What you have to do →
Find and copy each line of the data that includes "same".

____

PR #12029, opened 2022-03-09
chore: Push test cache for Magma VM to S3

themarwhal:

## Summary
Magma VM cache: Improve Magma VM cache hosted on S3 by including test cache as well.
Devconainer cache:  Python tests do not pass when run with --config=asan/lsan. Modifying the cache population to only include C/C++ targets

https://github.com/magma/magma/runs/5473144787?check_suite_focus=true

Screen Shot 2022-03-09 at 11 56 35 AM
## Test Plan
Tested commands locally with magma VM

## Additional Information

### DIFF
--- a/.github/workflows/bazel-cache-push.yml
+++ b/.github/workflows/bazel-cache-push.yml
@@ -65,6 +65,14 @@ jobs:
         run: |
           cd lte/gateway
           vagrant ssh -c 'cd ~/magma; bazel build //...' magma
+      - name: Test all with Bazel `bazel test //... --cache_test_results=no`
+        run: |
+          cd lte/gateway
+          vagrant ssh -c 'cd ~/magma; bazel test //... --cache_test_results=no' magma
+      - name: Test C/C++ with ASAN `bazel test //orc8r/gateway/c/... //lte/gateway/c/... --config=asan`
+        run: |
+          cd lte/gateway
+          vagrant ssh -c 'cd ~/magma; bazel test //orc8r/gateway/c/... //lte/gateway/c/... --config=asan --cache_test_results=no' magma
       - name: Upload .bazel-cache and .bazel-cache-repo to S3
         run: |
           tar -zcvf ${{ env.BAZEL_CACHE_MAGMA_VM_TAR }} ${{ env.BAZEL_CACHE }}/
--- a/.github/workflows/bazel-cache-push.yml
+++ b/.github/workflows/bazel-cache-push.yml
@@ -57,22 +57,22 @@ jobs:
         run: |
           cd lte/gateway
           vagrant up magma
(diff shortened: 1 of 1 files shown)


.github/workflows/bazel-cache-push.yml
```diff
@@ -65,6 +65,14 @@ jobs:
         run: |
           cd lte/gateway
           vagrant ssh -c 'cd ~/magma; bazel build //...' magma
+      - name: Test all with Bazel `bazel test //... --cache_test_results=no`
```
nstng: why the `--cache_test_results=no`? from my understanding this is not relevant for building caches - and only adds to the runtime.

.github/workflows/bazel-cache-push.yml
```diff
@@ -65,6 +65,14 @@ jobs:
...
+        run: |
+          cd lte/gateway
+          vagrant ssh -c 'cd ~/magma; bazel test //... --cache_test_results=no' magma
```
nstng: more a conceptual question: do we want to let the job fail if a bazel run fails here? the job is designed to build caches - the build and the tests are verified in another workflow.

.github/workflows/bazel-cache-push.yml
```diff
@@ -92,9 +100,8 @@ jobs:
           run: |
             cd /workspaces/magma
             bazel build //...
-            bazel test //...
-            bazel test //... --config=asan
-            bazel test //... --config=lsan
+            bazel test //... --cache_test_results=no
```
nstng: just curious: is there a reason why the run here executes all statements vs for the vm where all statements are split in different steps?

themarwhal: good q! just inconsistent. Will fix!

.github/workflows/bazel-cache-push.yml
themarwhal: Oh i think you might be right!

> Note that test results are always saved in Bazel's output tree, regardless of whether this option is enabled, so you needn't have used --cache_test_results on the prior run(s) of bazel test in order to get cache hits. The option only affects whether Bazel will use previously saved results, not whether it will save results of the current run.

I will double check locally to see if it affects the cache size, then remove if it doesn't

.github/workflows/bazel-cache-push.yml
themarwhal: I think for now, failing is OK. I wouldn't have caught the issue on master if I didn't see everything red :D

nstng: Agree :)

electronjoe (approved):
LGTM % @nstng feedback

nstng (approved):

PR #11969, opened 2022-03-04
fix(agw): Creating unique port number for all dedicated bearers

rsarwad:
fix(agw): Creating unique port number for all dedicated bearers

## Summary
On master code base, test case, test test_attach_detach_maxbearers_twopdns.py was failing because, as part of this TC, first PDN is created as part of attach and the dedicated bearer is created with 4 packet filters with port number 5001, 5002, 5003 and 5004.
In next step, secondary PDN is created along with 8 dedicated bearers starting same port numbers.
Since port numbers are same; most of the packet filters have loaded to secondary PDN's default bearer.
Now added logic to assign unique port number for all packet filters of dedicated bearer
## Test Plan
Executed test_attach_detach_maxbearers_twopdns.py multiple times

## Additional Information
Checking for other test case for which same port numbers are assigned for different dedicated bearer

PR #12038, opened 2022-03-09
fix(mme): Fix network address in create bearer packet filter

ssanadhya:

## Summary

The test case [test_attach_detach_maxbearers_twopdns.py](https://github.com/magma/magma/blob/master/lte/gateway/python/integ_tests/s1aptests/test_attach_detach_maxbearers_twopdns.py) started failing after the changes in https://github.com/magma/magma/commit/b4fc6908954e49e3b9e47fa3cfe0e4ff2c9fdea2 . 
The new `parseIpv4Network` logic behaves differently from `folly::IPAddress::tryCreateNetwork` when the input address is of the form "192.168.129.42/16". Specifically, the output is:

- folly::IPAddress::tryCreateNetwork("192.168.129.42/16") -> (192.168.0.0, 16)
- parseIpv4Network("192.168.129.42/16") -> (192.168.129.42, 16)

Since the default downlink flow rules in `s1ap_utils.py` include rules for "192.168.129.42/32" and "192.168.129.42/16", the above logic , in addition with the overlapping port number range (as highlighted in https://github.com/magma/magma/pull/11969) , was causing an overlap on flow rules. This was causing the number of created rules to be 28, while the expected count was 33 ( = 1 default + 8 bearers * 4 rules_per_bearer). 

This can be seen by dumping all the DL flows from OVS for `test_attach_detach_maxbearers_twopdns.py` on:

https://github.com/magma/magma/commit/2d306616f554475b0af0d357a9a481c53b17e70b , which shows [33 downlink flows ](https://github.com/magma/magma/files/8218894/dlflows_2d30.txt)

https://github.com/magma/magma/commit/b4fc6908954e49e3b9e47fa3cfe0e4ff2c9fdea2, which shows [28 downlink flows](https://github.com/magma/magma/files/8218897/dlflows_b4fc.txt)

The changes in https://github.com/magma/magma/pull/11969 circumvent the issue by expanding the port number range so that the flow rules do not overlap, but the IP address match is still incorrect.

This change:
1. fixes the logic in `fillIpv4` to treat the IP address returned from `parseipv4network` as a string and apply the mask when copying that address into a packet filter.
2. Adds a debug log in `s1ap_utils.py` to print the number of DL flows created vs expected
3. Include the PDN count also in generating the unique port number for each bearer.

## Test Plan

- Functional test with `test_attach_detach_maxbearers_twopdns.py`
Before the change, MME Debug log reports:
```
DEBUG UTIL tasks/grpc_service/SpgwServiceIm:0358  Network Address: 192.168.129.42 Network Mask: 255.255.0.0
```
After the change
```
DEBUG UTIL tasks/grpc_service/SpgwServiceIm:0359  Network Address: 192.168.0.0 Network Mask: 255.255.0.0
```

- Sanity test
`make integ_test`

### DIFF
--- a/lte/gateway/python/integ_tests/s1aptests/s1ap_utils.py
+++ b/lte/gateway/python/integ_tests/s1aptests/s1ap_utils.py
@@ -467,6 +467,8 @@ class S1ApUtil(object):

____

Expected output →
In next step, secondary PDN is created along with 8 dedicated bearers starting same port numbers.
Since port numbers are same; most of the packet filters have loaded to secondary PDN's default bearer.
Checking for other test case for which same port numbers are assigned for different dedicated bearer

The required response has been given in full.